• [Your goal]: Until the line containing "PR #179, opened 2024-11-05" has been reproduced, keep reproducing each line of the material below exactly, starting with the first.

• [Data to examine]:

Issue #168, opened 2024-08-19
Bump Python version to 3.10 in workflow files


johnsonphil:
Workflow files "run-checks" and "run-tests" use Python 3.8 and "ci-tests" uses Python 3.9. Python 3.8 LTS end 10/2024.

Recommend bumping to Python 3.10 that has LTS through 10/2026

arpitjasa-db:
@johnsonphil would you mind creating a PR and confirming that these workflow files still work as expected?

mniels17:
Looks like it's only in the run-tests workflow.  We've already updated on our end for GH actions, and it works as expected.  I don't have an environment to test the ADO pipelines but I believe it also uses python 3.8 in the Azure pipelines.  I left the Azure pipelines as is.

arpitjasa-db:
@mniels17 solved this in https://github.com/databricks/mlops-stacks/pull/178, thank you!

PR #178, opened 2024-10-30
Update python version from 3.8 to 3.10 in run-tests workflow

mniels17:
Python version 3.8 is now EOL.  This resolves issue #168


mniels17:
@arpitjasa-db found some deprecated scikit-learn code and updated it in the unit_tests.

arpitjasa-db (approved):

PR #179, opened 2024-11-05
explicitly set data security mode to SINGLE_USER

shichengzhou-db:
Title.
- Set to SINGLE_USER so that mlops stack cluster creation is unaffected by default values of data_security_mode.
- Fix broken tests by upgrading github actions versions

Manual tested all workflows on all clouds (aws/azure/gcp), no failures related to data_security_mode. Although the workflows seems to be broken for various issues that need to be looked into separately.

### DIFF
--- a/template/{{.input_root_dir}}/{{template `project_name_alphanumeric_underscore` .}}/resources/batch-inference-workflow-resource.yml.tmpl
+++ b/template/{{.input_root_dir}}/{{template `project_name_alphanumeric_underscore` .}}/resources/batch-inference-workflow-resource.yml.tmpl
@@ -3,6 +3,7 @@ new_cluster: &new_cluster
     num_workers: 3
     spark_version: 15.3.x-cpu-ml-scala2.12
     node_type_id: {{template `cloud_specific_node_type_id` .}}
+    data_security_mode: "SINGLE_USER"
     custom_tags:
       clusterSource: mlops-stacks_{{template `stacks_version` .}}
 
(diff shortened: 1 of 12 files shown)


template/{{.input_root_dir}}/{{template `project_name_alphanumeric_underscore` .}}/resources/batch-inference-workflow-resource.yml.tmpl
```diff
@@ -3,6 +3,7 @@ new_cluster: &new_cluster
     num_workers: 3
     spark_version: 15.3.x-cpu-ml-scala2.12
     node_type_id: {{template `cloud_specific_node_type_id` .}}
+    data_security_mode: "SINGLE_USER"
```
arpitjasa-db, line 6: Can we confirm these workflows still run on AWS, Azure, and GCP?

arpitjasa-db (commented):
Thanks @shichengzhou-db ! Would you mind also fixing the tests that are failing?

template/{{.input_root_dir}}/{{template `project_name_alphanumeric_underscore` .}}/resources/batch-inference-workflow-resource.yml.tmpl
shichengzhou-db: confirmed this works on dogfood(aws), will test the other in a bit

shichengzhou-db:
> Thanks @shichengzhou-db ! Would you mind also fixing the tests that are failing?

@arpitjasa-db 
Fixed broken tests, and tested the feature engineering workflow on all clouds, the gcp one seems to have been failing before this.

(Will test the other workflows on all clouds as well tmmrw and document in the PR description)

arpitjasa-db (approved):
Thanks @shichengzhou-db !

PR #205, opened 2025-07-16
Agentops stacks v1

alexbaur:
# AgentOps initial integration into MLOps Stacks

## Overview
This PR adds in the AgentOps stacks files to the project template and incorporates copies of existing files appended with _agentops for comparison as we continue to shape up the LLMOps flavor.

I've also added the skip commands for all files in the template folders that pertain to AgentOps automatically.

__Note:__ there are some files above the template in this PR that are _agentops versions of existing files that will need to be rectified. They are there currently for reference.


template/update_layout.tmpl
```diff
@@ -2,6 +2,75 @@
 {{ $project_name_alphanumeric_underscore := (regexp `-`).ReplaceAllString ((regexp `[^A-Za-z0-9_-]`).ReplaceAllString .input_project_name ``) `_` -}}
 {{ $root_dir := .input_root_dir}}
 
+# Skip all Agentops files in the template
+{{ skip (printf `%s/%s/%s` $root_dir $project_name_alphanumeric_underscore `data_preparation`) }}
+{{ skip (printf `%s/%s/%s` $root_dir $project_name_alphanumeric_underscore `data_preparation/data_ingestion`) }}
```
arpitjasa-db: Skipping the directory will skip all of its files, no need to repeat

arpitjasa-db (commented):
I think this is a good first step. Next step would be to add a variable in the template JSON schema, and merge the overlapping files that right now we just added a suffix too. But this can be done in a follow-up PR to update this branch

Noticed we don't have any CICD files today? Also, currently tests are failing, which is fine for now, but we will need to fix before merging to main branch

template/update_layout.tmpl
alexbaur: modified update_layout to skip the directories where needed.

Issue #1001, opened 2018-06-14
NumberInput: Marked as invalid if the value supplied is ''


AndySeymour2904:
https://github.com/carbon-design-system/carbon-components-react/blob/master/src/components/NumberInput/NumberInput.js#L156

What happens in the situation where you have an optional NumberInput field?

It seems there is no way to do this, my suggestion is to remove the check and let the consumer make all the decisions about validity with the invalid flag provided

asudoh:
Thanks @AndySeymour2904 for reporting! Sounds that it makes sense - Let’s see what others in the team think.

enniel:
@asudoh Maybe better add property "strict" for this.

PR #1352, opened 2018-09-23
feat(NumberInput): strict mode property

enniel:
Fixes: #1001

#### Changelog

**New**
* `strict` boolean prop on `<NumberInput>`
* `strict` prop in `storybook` example `<NumberInput>`
* tests for checking showing invalidText message if strict mode disabled `<NumberInput>`


enniel:
@asudoh I think the best solution would be to remove the error warning when the value is empty, and allow the consumer to make all decisions about validity with an `invalid` flag, but think it might lead to errors in further work for some users. This solution will not break backward compatibility. And in the next version, you can completely remove the error warning.

tw15egan:
I'm good with this 👍

Issue #1369, opened 2018-09-28
Slider: Need prop -> state sync for value prop


asudoh:
## Detailed description

> Describe in detail the issue you're having.

Slider doesn't update its knob position even if I change `value` prop

> Is this issue related to a specific component?

Yes, `<Slider>`

> What did you expect to happen? What happened instead? What would you like to see changed?

Slider to react to change in `value` prop to update its internal state (and change knob position)

> What browser are you working in?

Chrome

> What version of the Carbon Design System are you using?

`v6.33.3`

## Steps to reproduce the issue

1. Add a Storybook knob for `value` in a similar manner as [`min`](https://github.com/IBM/carbon-components-react/blob/v6.33.3/src/components/Slider/Slider-story.js#L16)
2. Change the knob value

Result: No change in knob position.

asudoh:
Fixed by `v10` release.

PR #1370, opened 2018-09-28
fix(Slider): prop -> state sync for values

asudoh:
Given this is a breaking change, the fix is roped off under componentsX feature flag.

Refs #1369.

#### Changelog

**Changed**

* A new prop -> state sync code reacting to change in `value`, `min` and `max` props.


alisonjoseph:
Adding feature flags for breaking changes like this makes me a little nervous. It feels like it could easily get really complicated/messy. Thoughts @IBM/carbon-developers ?

joshblack:
@asudoh seems like we're changing this component from an un-controlled to controlled component with this change? I might be reading things wrong, so let me know if not 👍

asudoh:
@alisonjoseph Great point, let me share what we just discussed - The added code complexity is very valid concern. The plan to mitigate that is removing the old code a couple of weeks after new code being stable (new release), at latest. OTOH feature flag is a great way to replace the jet engine while still flying - Allowing us to make breaking changes without having to branch off the codebase.

@joshblack Good question, [slider has been a controlled component](https://github.com/IBM/carbon-components-react/blob/v6.38.0/src/components/Slider/Slider.js#L133-L135), and this PR doesn't change that.

joshblack:
Anything else you need to merge this in @asudoh? I say go for it if not! 🚀

Issue #1351, opened 2018-09-23
ExpandableTile doesn't render correctly when expanded by default.


lekterable:
## Detailed description

> Describe in detail the issue you're having.

ExpendableTile doesn't render correctly when expanded prop equals to true by default.
Text in BelowTheFoldContent is displayed but is overlaying the tile because the tile doesn't change its height. Expand icon is rotated correctly though.

> Is this issue related to a specific component?

ExpandableTile

> What did you expect to happen? What happened instead? What would you like to see changed?

I expected ExpandableTile with expanded prop equal to true to look the same as when it's expanded by clicking on it.

> What browser are you working in?

Chrome v.69 (giggity)

> What version of the Carbon Design System are you using?

Carbon Design System - 9.20
Carbon Components React - 6.32.4

> Please create a reduced test case in code sandbox
> https://codesandbox.io/s/jjjqnnq815

PR #1372, opened 2018-09-28
fix(ExpandableTile): set correct maxHeight for expanded by default tile

lekterable:
Closes IBM/carbon-components-react#1351

componentDidMount is setting maxHeight equal to the height of the non-expanded tile on the initial render but it doesn't get updated after the component receives props and because of that component height was incorrect if it was expanded by default.

#### Changelog

**New**

* componentDidUpdate event live cycle that sets the correct maxHeight value when the component receives initial props.

* new `expanded` prop in storybook


lekterable:
@asudoh 
1.) I initially tried to do that without using a new lifecycle method but was unable to. cDM() doesn't receive initial props and I don't think it needs an update unless there is a better way to do that. 
2.) Reusing that would be a good idea thanks!

lekterable:
I've reused the function but also refactored it a bit, I find this short version better. Let me know what you think.

PR #1376, opened 2018-10-01
feat(Search): add a searchLabel prop

lekterable:
Closes IBM/carbon-components-react#1361

I've added a searchLabel prop that you can use to set an aria-label for the Search component.

#### Changelog

**New**

* `searchLabel` prop


lekterable:
@asudoh do I understand correctly that you would like to use the existing prop labelText as a aria-label for the role="search" div?

asudoh:
@lekterable What I'm wondering if you could try is an approach with `aria-labeledby`. Does it make sense? Feel free to ping me otherwise - Thanks!

lekterable:
@asudoh I was trying to achieve the author's expected behavior:
> I would like to be able to pass an aria-label to the Search component.

But if this is a better approach I'm completely up for it, let me know what you think.

PR #1379, opened 2018-10-01
feat(TableToolbarSearch): placeholdertext and labeltext props

lekterable:
Closes IBM/carbon-components-react#999

Just a quick and intuitive way of changing placeholder and label in Search component rendered by TableToolbarSearch. If one wants to change it using `translateWithId` prop that still works.

#### Changelog

**New**

* `placeHolderText` and `labelText` props that are passed down to Search component.


asudoh:
Thanks @lekterable for jumping in! @joshblack Would you agree on the added flexibility for those props?

PR #1381, opened 2018-10-01
fix(Components): add initial state and remove empty state validation

lekterable:
There were still a couple components that didn't have its initial state set and using gDSFP() which would produce an error, and also a few had empty state validation that was unnecessary. Didn't include here components I took care of here https://github.com/IBM/carbon-components-react/pull/1377 and here https://github.com/IBM/carbon-components-react/pull/1373 but after those 3 are merged all components should be alright.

• [Exercise result]:
Issue #168, opened 2024-08-19
Bump Python version to 3.10 in workflow files


johnsonphil:
Workflow files "run-checks" and "run-tests" use Python 3.8 and "ci-tests" uses Python 3.9. Python 3.8 LTS end 10/2024.

Recommend bumping to Python 3.10 that has LTS through 10/2026

arpitjasa-db:
@johnsonphil would you mind creating a PR and confirming that these workflow files still work as expected?

mniels17:
Looks like it's only in the run-tests workflow.  We've already updated on our end for GH actions, and it works as expected.  I don't have an environment to test the ADO pipelines but I believe it also uses python 3.8 in the Azure pipelines.  I left the Azure pipelines as is.

arpitjasa-db:
@mniels17 solved this in https://github.com/databricks/mlops-stacks/pull/178, thank you!

PR #178, opened 2024-10-30
Update python version from 3.8 to 3.10 in run-tests workflow

mniels17:
Python version 3.8 is now EOL.  This resolves issue #168


mniels17:
@arpitjasa-db found some deprecated scikit-learn code and updated it in the unit_tests.

arpitjasa-db (approved):

PR #179, opened 2024-11-05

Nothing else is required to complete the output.